Dua orang siswi yang awalnya takzim mendengarkan penjelasan. Kini mereka mulai jengah dengan suara itu. Salah seorang menghela napas. Helaan napas itu cukup berat. Sudah pasti mewakilkan rasa ketidakpuasaan atas apa yang menimpanya. Apa lagi kalau bukan karena pengumuman pembagian kelompok yang tidak sesuai harapan.

“Sudah jelas ya semua? Oke silakan sekarang duduk bareng anggota kelompoknya.”

Mereka saling pandang. Ada rasa tidak rela yang menelusup ke dalam hati mereka.
“Gak apa-apalah kita beda. Mereka juga bakal curiga kalau kita bareng terus.”
Yang diajak bicara, tidak menjawab. Ia hanya tersenyum seraya beranjak dari tempat duduknya.

“Kamu beruntung, Pus. Lihat tuh ada Raka dan Gita. Belum juga ada Liam. Rezeki nomplok itu,” lanjutnya.

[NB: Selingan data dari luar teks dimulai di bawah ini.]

Issue #86, opened 2025-04-18
Apply abilities to STAB matchup table


Cincidial:
Was thinking this could be a cool idea similar to how the defensive matchups table works. 
For example, something with breakthrough would instead list a stab electric vs ground as regular instead of immune. 

Not sure if makes sense in the modal as it's only stab then, maybe better just left for the team builder. So, close this if it doesn't make sense to you.

AlphaKretin:
I think it's not completely unreasonable to have it affect the Pokedex modal, it's useful to know that Pikachu with Break Through has a different offensive profile to, say, Voltorb, even though the offensive matchup table is only every an estimate. 

It does make *more* sense in the team builder of course, it's a higher priority there if it's not already implemented.

AlphaKretin:
*narrator voice* it was already implemented there

Issue #62, opened 2025-04-16
Don't display multiple rows in matchup modal if abilities don't affect it


AlphaKretin:

Cincidial:
I'll grab this one

PR #94, opened 2025-04-19
#62 & #86: Update def and stab match up table to handle having or not having an ability that affects them

Cincidial:
image
image
image
image
image

UI is now slightly changed from before as I've split the type chart into 2 rows, similar to how PokemonDB does it. 
This way the user doesn't have to scroll to see more.

### DIFF
--- a/src/app/data/types/PokemonType.ts
+++ b/src/app/data/types/PokemonType.ts
@@ -1,3 +1,5 @@
+import { LoadedType } from "../loading/types";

Siswi yang dipanggil Pus itu angkat bicara, “tetap aja, sungkan. Akunya musibah buat mereka, Ra.” Kata Puspa seraya tertawa. Tentu saja Puspa merasa tidak layak gabung dikelompoknya sekarang.

Mendengar itu, Rara sedikit sewot. “Mohon maaf nih, mbak. Kalau yang modelan kamu itu musibah. Terus yang modelan aku apa? Azab?”

Puspa tertawa. Ia tidak meladeni Rara. Ia lebih memilih pergi untuk bergabung bersama kelompoknya. Rara pun sama.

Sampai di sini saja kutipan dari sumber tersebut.